Stored items from a collection

= = = = =

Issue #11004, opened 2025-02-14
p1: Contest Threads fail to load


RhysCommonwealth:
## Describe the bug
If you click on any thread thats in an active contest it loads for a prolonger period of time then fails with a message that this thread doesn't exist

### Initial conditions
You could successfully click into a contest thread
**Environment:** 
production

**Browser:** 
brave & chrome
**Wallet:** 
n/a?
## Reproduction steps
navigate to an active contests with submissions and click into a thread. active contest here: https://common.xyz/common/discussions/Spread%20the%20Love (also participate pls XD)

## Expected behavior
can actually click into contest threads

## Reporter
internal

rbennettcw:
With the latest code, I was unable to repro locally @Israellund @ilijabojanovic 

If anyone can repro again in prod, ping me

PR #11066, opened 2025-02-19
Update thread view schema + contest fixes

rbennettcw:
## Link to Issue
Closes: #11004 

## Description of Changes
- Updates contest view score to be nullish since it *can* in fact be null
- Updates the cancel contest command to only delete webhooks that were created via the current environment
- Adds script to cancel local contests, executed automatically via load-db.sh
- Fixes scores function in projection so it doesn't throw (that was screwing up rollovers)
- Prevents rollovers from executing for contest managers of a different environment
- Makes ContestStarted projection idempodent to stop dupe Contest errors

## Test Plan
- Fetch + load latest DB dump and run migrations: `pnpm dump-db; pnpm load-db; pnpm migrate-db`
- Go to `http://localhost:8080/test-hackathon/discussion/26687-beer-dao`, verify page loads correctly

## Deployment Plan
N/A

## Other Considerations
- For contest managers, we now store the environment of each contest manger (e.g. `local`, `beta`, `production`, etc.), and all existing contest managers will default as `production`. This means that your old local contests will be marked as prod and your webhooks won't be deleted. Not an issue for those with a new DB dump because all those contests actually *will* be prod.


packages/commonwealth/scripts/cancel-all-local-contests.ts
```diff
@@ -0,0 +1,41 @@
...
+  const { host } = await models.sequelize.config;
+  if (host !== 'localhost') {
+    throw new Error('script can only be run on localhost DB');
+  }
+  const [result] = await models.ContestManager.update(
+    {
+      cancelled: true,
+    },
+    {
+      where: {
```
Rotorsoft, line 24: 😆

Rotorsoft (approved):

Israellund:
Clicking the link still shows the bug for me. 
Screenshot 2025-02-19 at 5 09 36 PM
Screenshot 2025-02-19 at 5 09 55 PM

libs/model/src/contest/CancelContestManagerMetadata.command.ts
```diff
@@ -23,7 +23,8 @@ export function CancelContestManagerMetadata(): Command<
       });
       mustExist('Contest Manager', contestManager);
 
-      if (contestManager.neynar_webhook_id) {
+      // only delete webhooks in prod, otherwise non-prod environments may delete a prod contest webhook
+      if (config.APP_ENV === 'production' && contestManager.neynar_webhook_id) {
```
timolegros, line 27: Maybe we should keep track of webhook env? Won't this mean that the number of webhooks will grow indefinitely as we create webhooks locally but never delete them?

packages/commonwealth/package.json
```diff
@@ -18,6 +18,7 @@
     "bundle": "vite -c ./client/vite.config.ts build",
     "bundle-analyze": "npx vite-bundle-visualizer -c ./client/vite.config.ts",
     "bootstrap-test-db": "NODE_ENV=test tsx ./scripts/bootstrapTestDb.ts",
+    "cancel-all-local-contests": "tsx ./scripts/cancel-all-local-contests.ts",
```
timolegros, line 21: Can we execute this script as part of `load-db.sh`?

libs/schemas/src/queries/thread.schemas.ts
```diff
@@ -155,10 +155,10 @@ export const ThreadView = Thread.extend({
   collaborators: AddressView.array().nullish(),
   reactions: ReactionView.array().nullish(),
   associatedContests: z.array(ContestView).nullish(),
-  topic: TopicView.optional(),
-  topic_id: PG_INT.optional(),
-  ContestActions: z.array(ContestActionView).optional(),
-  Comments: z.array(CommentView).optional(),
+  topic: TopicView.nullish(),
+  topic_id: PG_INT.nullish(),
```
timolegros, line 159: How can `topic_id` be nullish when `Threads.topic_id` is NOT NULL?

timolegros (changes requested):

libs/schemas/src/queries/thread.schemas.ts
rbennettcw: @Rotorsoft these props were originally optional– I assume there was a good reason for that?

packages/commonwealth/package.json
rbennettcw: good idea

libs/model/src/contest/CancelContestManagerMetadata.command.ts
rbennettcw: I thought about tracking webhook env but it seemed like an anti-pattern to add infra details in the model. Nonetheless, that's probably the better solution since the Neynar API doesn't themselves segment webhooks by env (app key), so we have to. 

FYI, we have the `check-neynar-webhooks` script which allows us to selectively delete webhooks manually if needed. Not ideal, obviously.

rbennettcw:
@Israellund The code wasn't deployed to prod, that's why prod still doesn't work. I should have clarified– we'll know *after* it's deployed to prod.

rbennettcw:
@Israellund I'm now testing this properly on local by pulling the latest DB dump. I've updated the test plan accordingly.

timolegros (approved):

= = = = =

EXERCISE GOAL
Write out the data once more, word for word.

SOLUTION BELOW
Issue #11004, opened 2025-02-14
p1: Contest Threads fail to load


RhysCommonwealth:
## Describe the bug
If you click on any thread thats in an active contest it loads for a prolonger period of time then fails with a message that this thread doesn't exist

### Initial conditions
You could successfully click into a contest thread
**Environment:** 
production

**Browser:** 
brave & chrome
**Wallet:** 
n/a?
## Reproduction steps
navigate to an active contests with submissions and click into a thread. active contest here: https://common.xyz/common/discussions/Spread%20the%20Love (also participate pls XD)

## Expected behavior
can actually click into contest threads

## Reporter
internal

rbennettcw:
With the latest code, I was unable to repro locally @Israellund @ilijabojanovic 

If anyone can repro again in prod, ping me

PR #11066, opened 2025-02-19
Update thread view schema + contest fixes

rbennettcw:
## Link to Issue
Closes: #11004 

## Description of Changes
- Updates contest view score to be nullish since it *can* in fact be null
- Updates the cancel contest command to only delete webhooks that were created via the current environment
- Adds script to cancel local contests, executed automatically via load-db.sh
- Fixes scores function in projection so it doesn't throw (that was screwing up rollovers)
- Prevents rollovers from executing for contest managers of a different environment
- Makes ContestStarted projection idempodent to stop dupe Contest errors

## Test Plan
- Fetch + load latest DB dump and run migrations: `pnpm dump-db; pnpm load-db; pnpm migrate-db`
- Go to `http://localhost:8080/test-hackathon/discussion/26687-beer-dao`, verify page loads correctly

## Deployment Plan
N/A

## Other Considerations
- For contest managers, we now store the environment of each contest manger (e.g. `local`, `beta`, `production`, etc.), and all existing contest managers will default as `production`. This means that your old local contests will be marked as prod and your webhooks won't be deleted. Not an issue for those with a new DB dump because all those contests actually *will* be prod.


packages/commonwealth/scripts/cancel-all-local-contests.ts
```diff
@@ -0,0 +1,41 @@
...
+  const { host } = await models.sequelize.config;
+  if (host !== 'localhost') {
+    throw new Error('script can only be run on localhost DB');
+  }
+  const [result] = await models.ContestManager.update(
+    {
+      cancelled: true,
+    },
+    {
+      where: {
```
Rotorsoft, line 24: 😆

Rotorsoft (approved):

Israellund:
Clicking the link still shows the bug for me. 
Screenshot 2025-02-19 at 5 09 36 PM
Screenshot 2025-02-19 at 5 09 55 PM

libs/model/src/contest/CancelContestManagerMetadata.command.ts
```diff
@@ -23,7 +23,8 @@ export function CancelContestManagerMetadata(): Command<
       });
       mustExist('Contest Manager', contestManager);
 
-      if (contestManager.neynar_webhook_id) {
+      // only delete webhooks in prod, otherwise non-prod environments may delete a prod contest webhook
+      if (config.APP_ENV === 'production' && contestManager.neynar_webhook_id) {
```
timolegros, line 27: Maybe we should keep track of webhook env? Won't this mean that the number of webhooks will grow indefinitely as we create webhooks locally but never delete them?

packages/commonwealth/package.json
```diff
@@ -18,6 +18,7 @@
     "bundle": "vite -c ./client/vite.config.ts build",
     "bundle-analyze": "npx vite-bundle-visualizer -c ./client/vite.config.ts",
     "bootstrap-test-db": "NODE_ENV=test tsx ./scripts/bootstrapTestDb.ts",
+    "cancel-all-local-contests": "tsx ./scripts/cancel-all-local-contests.ts",
```
timolegros, line 21: Can we execute this script as part of `load-db.sh`?

libs/schemas/src/queries/thread.schemas.ts
```diff
@@ -155,10 +155,10 @@ export const ThreadView = Thread.extend({
   collaborators: AddressView.array().nullish(),
   reactions: ReactionView.array().nullish(),
   associatedContests: z.array(ContestView).nullish(),
-  topic: TopicView.optional(),
-  topic_id: PG_INT.optional(),
-  ContestActions: z.array(ContestActionView).optional(),
-  Comments: z.array(CommentView).optional(),
+  topic: TopicView.nullish(),
+  topic_id: PG_INT.nullish(),
```
timolegros, line 159: How can `topic_id` be nullish when `Threads.topic_id` is NOT NULL?

timolegros (changes requested):

libs/schemas/src/queries/thread.schemas.ts
rbennettcw: @Rotorsoft these props were originally optional– I assume there was a good reason for that?

packages/commonwealth/package.json
rbennettcw: good idea

libs/model/src/contest/CancelContestManagerMetadata.command.ts
rbennettcw: I thought about tracking webhook env but it seemed like an anti-pattern to add infra details in the model. Nonetheless, that's probably the better solution since the Neynar API doesn't themselves segment webhooks by env (app key), so we have to. 

FYI, we have the `check-neynar-webhooks` script which allows us to selectively delete webhooks manually if needed. Not ideal, obviously.

rbennettcw:
@Israellund The code wasn't deployed to prod, that's why prod still doesn't work. I should have clarified– we'll know *after* it's deployed to prod.

rbennettcw:
@Israellund I'm now testing this properly on local by pulling the latest DB dump. I've updated the test plan accordingly.

timolegros (approved):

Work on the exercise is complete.